**Task requirements:** Repeat exactly the lines of the entries below from the one with "into our pipeline." through the one with "### LINKED ISSUE #2443: Create", both ends included, and nothing else.

Start of Block

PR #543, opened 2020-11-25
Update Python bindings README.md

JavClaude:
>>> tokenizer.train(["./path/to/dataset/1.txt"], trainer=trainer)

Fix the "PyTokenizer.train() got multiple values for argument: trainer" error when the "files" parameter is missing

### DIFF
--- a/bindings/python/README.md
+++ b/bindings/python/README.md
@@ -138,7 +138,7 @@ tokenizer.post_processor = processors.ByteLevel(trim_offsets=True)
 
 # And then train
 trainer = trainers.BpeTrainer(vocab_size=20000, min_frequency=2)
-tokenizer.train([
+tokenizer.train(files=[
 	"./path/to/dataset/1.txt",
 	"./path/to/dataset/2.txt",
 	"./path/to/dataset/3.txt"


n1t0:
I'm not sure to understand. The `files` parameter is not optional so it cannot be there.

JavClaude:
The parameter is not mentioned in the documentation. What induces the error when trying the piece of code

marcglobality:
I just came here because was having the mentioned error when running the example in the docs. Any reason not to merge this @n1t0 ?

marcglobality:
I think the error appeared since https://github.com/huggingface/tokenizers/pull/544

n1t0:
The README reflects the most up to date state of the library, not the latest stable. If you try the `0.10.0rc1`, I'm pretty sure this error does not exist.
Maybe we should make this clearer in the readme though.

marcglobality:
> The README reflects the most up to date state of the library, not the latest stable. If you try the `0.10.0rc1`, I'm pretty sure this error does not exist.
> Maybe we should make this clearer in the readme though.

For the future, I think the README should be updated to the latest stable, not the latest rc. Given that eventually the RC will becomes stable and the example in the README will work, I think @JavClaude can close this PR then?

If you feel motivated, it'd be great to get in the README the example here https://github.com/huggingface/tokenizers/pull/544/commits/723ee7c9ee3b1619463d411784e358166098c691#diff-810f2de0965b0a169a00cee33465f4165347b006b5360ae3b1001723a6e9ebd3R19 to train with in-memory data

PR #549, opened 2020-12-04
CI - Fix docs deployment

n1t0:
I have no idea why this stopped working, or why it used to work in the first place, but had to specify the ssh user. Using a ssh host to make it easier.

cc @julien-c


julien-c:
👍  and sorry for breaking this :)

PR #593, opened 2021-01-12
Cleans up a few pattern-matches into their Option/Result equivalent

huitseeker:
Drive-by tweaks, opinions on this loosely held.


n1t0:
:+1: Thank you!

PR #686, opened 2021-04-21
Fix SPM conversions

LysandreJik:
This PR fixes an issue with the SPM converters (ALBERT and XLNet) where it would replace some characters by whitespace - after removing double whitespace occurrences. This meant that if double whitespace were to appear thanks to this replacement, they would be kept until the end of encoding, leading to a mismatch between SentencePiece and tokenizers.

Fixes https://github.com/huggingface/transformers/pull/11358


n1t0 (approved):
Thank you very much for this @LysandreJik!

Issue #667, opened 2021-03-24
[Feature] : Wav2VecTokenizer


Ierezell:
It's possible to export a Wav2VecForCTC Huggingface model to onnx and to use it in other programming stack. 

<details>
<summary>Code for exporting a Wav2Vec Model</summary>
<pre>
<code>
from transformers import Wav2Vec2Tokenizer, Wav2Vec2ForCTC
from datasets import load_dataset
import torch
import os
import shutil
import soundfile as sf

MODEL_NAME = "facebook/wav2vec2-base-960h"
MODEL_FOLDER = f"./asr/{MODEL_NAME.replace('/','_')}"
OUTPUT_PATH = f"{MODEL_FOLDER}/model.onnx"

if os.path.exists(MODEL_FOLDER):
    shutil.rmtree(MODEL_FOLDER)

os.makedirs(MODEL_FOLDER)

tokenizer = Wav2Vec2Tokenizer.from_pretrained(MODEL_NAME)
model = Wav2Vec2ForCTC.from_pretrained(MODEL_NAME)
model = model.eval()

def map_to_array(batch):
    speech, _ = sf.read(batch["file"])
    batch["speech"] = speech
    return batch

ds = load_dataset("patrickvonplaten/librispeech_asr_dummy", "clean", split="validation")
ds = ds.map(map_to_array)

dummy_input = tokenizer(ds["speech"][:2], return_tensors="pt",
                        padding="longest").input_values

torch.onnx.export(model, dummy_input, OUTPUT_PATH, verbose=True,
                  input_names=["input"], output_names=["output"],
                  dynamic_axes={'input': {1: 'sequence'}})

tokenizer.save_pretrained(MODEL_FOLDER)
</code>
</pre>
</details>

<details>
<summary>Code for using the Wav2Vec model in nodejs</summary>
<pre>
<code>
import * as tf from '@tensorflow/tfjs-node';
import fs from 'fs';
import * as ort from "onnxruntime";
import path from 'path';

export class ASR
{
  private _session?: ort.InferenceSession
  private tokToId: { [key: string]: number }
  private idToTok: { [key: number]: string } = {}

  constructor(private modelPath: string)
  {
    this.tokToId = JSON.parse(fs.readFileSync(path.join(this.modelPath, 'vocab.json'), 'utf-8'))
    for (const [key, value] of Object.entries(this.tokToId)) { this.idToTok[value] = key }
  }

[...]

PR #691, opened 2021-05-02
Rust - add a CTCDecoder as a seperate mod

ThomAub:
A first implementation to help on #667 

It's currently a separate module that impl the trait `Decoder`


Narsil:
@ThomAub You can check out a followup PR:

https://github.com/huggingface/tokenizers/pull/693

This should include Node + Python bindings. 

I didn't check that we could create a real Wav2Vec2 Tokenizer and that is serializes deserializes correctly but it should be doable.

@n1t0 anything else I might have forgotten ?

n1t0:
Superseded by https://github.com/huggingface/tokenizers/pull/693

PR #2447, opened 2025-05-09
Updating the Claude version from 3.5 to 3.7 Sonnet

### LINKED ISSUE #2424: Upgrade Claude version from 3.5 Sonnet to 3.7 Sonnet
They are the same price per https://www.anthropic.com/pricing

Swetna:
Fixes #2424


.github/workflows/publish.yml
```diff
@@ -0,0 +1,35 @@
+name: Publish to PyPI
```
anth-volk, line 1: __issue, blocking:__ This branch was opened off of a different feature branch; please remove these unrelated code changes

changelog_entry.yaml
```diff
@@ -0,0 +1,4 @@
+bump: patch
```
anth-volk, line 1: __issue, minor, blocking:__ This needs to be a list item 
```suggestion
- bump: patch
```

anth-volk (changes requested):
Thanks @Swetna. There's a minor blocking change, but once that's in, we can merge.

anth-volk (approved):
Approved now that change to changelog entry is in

End of Block
Start of Block

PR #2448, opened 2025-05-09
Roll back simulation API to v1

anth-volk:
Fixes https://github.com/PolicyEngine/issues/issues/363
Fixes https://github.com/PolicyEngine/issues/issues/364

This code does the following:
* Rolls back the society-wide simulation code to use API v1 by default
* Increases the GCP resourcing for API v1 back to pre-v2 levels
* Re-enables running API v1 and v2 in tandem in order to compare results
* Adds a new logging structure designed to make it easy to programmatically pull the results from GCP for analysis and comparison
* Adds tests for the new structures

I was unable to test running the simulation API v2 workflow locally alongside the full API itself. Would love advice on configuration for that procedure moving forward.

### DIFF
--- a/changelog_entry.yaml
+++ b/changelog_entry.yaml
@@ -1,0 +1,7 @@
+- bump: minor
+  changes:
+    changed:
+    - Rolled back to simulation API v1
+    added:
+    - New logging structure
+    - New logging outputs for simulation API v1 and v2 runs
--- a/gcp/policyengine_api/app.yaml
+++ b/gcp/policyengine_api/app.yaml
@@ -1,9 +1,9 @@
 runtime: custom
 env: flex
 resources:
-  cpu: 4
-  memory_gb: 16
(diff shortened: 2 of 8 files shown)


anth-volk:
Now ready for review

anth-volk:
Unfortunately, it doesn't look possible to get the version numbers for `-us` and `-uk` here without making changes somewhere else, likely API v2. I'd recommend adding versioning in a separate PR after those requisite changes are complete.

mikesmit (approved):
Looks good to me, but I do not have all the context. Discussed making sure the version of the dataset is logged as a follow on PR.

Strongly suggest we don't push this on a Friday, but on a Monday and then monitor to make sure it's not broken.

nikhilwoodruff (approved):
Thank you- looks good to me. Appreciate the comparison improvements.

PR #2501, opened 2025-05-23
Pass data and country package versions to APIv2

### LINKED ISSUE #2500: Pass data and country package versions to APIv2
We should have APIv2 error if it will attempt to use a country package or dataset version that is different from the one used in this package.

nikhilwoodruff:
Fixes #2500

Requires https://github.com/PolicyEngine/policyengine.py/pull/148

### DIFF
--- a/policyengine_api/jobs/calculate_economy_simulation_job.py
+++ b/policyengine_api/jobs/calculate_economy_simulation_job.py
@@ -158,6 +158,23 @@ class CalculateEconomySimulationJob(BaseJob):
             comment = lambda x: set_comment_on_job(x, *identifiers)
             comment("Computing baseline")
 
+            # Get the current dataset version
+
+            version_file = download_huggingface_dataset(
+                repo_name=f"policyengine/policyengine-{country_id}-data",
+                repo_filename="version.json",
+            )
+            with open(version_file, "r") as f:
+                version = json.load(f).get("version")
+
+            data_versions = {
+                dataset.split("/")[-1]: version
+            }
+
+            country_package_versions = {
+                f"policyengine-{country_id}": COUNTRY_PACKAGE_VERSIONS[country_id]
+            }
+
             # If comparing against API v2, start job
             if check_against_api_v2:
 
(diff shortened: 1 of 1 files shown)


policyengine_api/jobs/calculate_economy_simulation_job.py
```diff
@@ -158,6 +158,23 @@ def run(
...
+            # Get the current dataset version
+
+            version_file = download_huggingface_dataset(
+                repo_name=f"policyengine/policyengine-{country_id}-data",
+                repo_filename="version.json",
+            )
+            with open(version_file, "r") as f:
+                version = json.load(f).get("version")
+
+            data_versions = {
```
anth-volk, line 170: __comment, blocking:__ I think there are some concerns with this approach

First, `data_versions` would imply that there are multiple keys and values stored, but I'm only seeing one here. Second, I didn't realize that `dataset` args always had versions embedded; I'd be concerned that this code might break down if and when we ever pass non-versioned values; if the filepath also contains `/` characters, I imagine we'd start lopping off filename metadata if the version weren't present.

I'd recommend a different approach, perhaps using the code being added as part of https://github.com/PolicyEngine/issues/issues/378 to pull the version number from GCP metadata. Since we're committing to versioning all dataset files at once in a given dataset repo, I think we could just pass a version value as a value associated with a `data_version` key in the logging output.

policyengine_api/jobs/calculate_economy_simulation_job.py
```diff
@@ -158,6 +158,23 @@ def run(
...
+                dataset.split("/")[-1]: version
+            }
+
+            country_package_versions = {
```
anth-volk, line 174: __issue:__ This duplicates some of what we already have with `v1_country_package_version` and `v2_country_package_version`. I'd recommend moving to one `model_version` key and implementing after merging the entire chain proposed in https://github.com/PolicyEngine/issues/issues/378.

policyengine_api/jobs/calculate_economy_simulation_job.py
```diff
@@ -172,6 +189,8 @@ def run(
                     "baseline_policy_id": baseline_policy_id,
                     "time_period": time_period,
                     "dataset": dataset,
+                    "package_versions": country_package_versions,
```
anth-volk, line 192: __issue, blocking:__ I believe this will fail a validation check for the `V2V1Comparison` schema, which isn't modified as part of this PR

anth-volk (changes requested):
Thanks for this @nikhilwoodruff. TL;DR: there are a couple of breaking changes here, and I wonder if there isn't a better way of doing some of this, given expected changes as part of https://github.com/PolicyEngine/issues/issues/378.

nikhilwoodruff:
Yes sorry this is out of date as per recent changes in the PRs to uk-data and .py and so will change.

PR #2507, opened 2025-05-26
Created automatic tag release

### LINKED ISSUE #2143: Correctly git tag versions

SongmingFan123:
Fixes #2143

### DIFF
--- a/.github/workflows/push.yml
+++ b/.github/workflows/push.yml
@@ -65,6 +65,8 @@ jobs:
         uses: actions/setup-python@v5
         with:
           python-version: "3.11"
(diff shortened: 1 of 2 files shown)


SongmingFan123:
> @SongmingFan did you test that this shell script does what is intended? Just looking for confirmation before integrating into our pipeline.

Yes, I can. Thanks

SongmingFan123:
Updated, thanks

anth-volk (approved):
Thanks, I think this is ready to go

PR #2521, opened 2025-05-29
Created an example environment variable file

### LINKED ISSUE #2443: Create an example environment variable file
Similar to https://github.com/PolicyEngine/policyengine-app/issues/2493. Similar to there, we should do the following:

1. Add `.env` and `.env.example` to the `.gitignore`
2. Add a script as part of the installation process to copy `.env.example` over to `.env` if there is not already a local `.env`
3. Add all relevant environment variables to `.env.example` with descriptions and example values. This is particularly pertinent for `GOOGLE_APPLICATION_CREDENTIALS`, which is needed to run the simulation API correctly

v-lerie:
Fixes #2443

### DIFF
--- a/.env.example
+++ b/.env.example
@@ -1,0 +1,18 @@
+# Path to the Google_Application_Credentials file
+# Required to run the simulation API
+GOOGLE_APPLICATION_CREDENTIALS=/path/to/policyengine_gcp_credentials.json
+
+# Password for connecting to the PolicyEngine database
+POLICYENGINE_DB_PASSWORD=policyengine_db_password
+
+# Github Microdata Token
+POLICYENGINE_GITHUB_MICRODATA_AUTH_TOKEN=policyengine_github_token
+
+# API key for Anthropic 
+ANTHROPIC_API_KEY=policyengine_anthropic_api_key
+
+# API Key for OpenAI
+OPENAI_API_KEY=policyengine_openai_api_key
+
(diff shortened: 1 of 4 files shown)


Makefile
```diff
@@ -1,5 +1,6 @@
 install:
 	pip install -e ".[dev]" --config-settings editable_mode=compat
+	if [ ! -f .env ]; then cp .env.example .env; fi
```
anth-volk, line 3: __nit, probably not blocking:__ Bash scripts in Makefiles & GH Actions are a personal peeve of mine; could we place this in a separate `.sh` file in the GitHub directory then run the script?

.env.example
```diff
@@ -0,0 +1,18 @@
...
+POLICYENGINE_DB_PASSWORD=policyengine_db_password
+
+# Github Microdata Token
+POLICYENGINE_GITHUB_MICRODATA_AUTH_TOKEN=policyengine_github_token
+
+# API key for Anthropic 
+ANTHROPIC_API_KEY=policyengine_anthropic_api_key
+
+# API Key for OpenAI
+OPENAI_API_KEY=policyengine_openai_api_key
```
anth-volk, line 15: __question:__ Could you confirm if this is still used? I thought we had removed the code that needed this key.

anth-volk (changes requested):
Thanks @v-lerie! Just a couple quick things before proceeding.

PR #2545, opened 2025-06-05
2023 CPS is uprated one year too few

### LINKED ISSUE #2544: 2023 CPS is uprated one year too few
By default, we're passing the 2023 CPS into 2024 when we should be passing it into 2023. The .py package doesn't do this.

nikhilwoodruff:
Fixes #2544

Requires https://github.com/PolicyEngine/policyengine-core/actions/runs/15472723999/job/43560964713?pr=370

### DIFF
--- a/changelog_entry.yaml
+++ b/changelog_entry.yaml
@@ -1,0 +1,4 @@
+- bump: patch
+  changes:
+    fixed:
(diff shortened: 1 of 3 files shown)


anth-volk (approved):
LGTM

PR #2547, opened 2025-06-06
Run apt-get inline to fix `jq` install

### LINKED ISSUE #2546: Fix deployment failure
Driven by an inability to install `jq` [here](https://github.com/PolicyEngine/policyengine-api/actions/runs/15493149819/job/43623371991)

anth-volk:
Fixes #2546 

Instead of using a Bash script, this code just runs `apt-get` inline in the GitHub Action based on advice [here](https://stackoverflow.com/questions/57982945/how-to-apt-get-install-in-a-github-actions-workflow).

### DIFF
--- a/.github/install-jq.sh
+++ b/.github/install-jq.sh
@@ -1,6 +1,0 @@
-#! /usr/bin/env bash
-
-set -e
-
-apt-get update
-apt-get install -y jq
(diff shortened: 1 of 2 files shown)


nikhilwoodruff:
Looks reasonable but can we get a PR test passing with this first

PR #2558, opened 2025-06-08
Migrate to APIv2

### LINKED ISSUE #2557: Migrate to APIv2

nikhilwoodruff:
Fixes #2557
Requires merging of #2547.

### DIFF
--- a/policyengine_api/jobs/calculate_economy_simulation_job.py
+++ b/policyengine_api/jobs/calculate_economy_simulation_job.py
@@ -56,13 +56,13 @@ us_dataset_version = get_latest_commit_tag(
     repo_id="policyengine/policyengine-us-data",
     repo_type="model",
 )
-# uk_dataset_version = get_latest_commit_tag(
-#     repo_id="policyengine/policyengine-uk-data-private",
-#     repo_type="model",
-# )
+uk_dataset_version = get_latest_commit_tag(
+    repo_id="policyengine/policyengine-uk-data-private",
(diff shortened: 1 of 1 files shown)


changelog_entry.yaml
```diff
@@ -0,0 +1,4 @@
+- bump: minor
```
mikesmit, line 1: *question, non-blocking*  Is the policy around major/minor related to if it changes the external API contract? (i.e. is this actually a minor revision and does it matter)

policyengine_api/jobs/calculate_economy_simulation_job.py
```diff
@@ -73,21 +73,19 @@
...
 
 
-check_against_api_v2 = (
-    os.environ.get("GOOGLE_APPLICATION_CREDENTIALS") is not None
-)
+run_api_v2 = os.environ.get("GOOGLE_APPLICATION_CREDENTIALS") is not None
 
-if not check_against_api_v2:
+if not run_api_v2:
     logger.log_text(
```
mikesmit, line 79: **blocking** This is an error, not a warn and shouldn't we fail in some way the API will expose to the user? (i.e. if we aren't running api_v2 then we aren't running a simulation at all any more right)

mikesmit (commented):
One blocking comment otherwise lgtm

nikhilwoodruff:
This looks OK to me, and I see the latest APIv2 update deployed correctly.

End of Block
Start of Block

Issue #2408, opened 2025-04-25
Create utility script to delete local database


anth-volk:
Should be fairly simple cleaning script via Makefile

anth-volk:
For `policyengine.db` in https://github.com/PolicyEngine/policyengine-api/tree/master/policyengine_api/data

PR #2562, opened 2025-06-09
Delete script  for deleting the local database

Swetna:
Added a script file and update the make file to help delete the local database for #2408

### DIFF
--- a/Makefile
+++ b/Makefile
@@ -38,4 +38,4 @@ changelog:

End of Block

**Response box:**
> @SongmingFan did you test that this shell script does what is intended? Just looking for confirmation before integrating into our pipeline.

Yes, I can. Thanks

SongmingFan123:
Updated, thanks

anth-volk (approved):
Thanks, I think this is ready to go

PR #2521, opened 2025-05-29
Created an example environment variable file

### LINKED ISSUE #2443: Create an example environment variable file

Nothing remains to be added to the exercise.